Fluffy, inertial, clumsy, and bearlike materialism (Bruno Schulz describes one version of the gesture in modern art)



"We openly admit: we shall not insist either on durability or solidity of workmanship; our creations will be temporary, to serve for a single occasion.  If they be human beings, we shall give them, for example, only one profile, one hand, one leg, the one limb needed for their role.  It would be pedantic to bother about the other, unnecessary, leg  Their backs can be made of canvas or simply whitewashed.  We shall have this proud slogan as our aim: a different actor for every gesture.  For each action, each word, we shall call to life a different human being.  Such is our whim, and the world will be run according to our pleasure.  The Demiurge was in love with consummate, superb, and complicated materials; we shall give priority to trash.  We are simply entranced and enchanted by the cheapness, shabbiness, and inferiority of material.

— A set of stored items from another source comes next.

PR #2828, opened 2022-05-30
nsgifload: add "palette-bit-depth" header

DarthSim:
Hey!

It'd be nice if `nsgifload` set the `palette-bit-depth` header as `pngload` does. It's pretty handy when saving the result.

If there is only a global palette, `palette-bit-depth` is set to its bit size. Otherwise, it's set to the biggest palette bit size.


jcupitt:
Sure, looks useful. Thanks!

PR #2847, opened 2022-06-08
text: ensure fontconfig cache of Pango is invalidated

kleisauke:
See: https://gitlab.gnome.org/GNOME/pango/-/issues/551.

Resolves: https://github.com/kleisauke/net-vips/issues/170.


jcupitt:
LGTM!

PR #2848, opened 2022-06-08
text: use MT-safe `pango_cairo_font_map_get_default`

kleisauke:
> Note that since Pango 1.32.6, the default fontmap is per-thread. Each thread gets its own default fontmap. In this way, PangoCairo can be used safely from multiple threads.
> https://docs.gtk.org/PangoCairo/type_func.FontMap.get_default.html

Depends on: #2847.


jcupitt:
Oh, sorry, maybe I merged in the wrong order.

jcupitt:
Oh, nice to get rid of that awful lock!

PR #2849, opened 2022-06-10
cgifsave: fix heap-use-after-free

kleisauke:
`liq_set_dithering_level` could somehow free the palette, so
do the transparency check prior to that.

Note that GCC still prints this warning:
```
In function ‘vips_foreign_save_cgif_write_frame’,
    inlined from ‘vips_foreign_save_cgif_sink_disc’ at ../libvips/foreign/cgifsave.c:587:8:
../libvips/foreign/cgifsave.c:401:35: warning: ‘pal_local’ may be used uninitialized [-Wmaybe-uninitialized]
  401 |                 for( i = 0; i < lp->count; i++ ) {
      |                                 ~~^~~~~~~
../libvips/foreign/cgifsave.c: In function ‘vips_foreign_save_cgif_sink_disc’:
../libvips/foreign/cgifsave.c:261:54: note: ‘pal_local’ was declared here
  261 |         const VipsQuantisePalette *lp, *pal_global, *pal_local;
      |                                                      ^~~~~~~~~

```
(probably a false positive)

### DIFF
--- a/libvips/foreign/cgifsave.c
+++ b/libvips/foreign/cgifsave.c
@@ -290,7 +290,7 @@ vips_foreign_save_cgif_write_frame( VipsForeignSaveCgif *cgif )
 		if( cur[3] >= 128 )
 			cur[3] = 255;
 		else {
-			/* Helps the quanizer generate a better palette.
+			/* Helps the quantizer generate a better palette.
 			 */
 			cur[0] = 0;
 			cur[1] = 0;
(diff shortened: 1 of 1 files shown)


kleisauke:
Marking as draft, since the palette is still fetched after `vips__quantise_set_dithering_level`.
https://github.com/libvips/libvips/blob/8afdbbef0bf57251d1a58ea7c2a371b89bf6826f/libvips/foreign/cgifsave.c#L487
This seems to cause a new ASan failure:
https://github.com/libvips/libvips/runs/6828919349?check_suite_focus=true#step:18:327

jcupitt:
I'm half-way through reworking cgifsave, I should have a PR with a rewritten (and easier to maintain) version later today.

jcupitt:
Should be fixed with https://github.com/libvips/libvips/pull/2853

PR #2850, opened 2022-06-10
CI: upgrade runner to Ubuntu 22.04

kleisauke:
- Compile with GCC 11 and Clang 14.
- Remove redundant PPAs.
- Use system provided Meson.
- Update LeakSanitizer suppressions.

Note that this GitHub Actions runner is still in beta phase, so we might have to wait.

### DIFF
--- a/.github/workflows/ci.yml
+++ b/.github/workflows/ci.yml
@@ -10,14 +10,14 @@ jobs:
       fail-fast: false
       matrix:
         include:
-          - name: "Linux x64 (Ubuntu 20.04) - GCC 9"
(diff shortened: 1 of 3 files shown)


jcupitt:
Hello Kleis, this looks good, do you think we should merge? Or wait a little longer?

kleisauke:
I think it's probably safe to land, but I'm not sure if the ASan / UBsan build would succeed, so I think I'll re-base this after PR #2853 lands.

jcupitt:
OK, I merged #2853

jcupitt:
LGTM!

PR #2854, opened 2022-06-11
Prefer to use `flags |=` everywhere

kleisauke:
Use the bitwise OR assignment operator to ensure that derived
classes does not overwrite the flags from the base class. Also,
move the flags from `openslideload_source` to its base class.


jcupitt:
Great!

"Can you understand," asked my father, "the deep meaning of that weakness, that passion for colored tissue, for papier-mâché, for distemper, for oakum and sawdust?  This is," he continued with a pained smile," the proof of our love for matter as such, for its fluffiness or porosity, for its unique mystical consistency.  Demiurge, that great master and artist, made matter invisible, made it disappear under the surface of life.  We, on the contrary, love its creaking, its resistance, its clumsiness.  We like to see behind each gesture, behind each move, its inertia, its heavy effort, its bearlike awkwardness."
The girls sat motionless, with glazed eyes.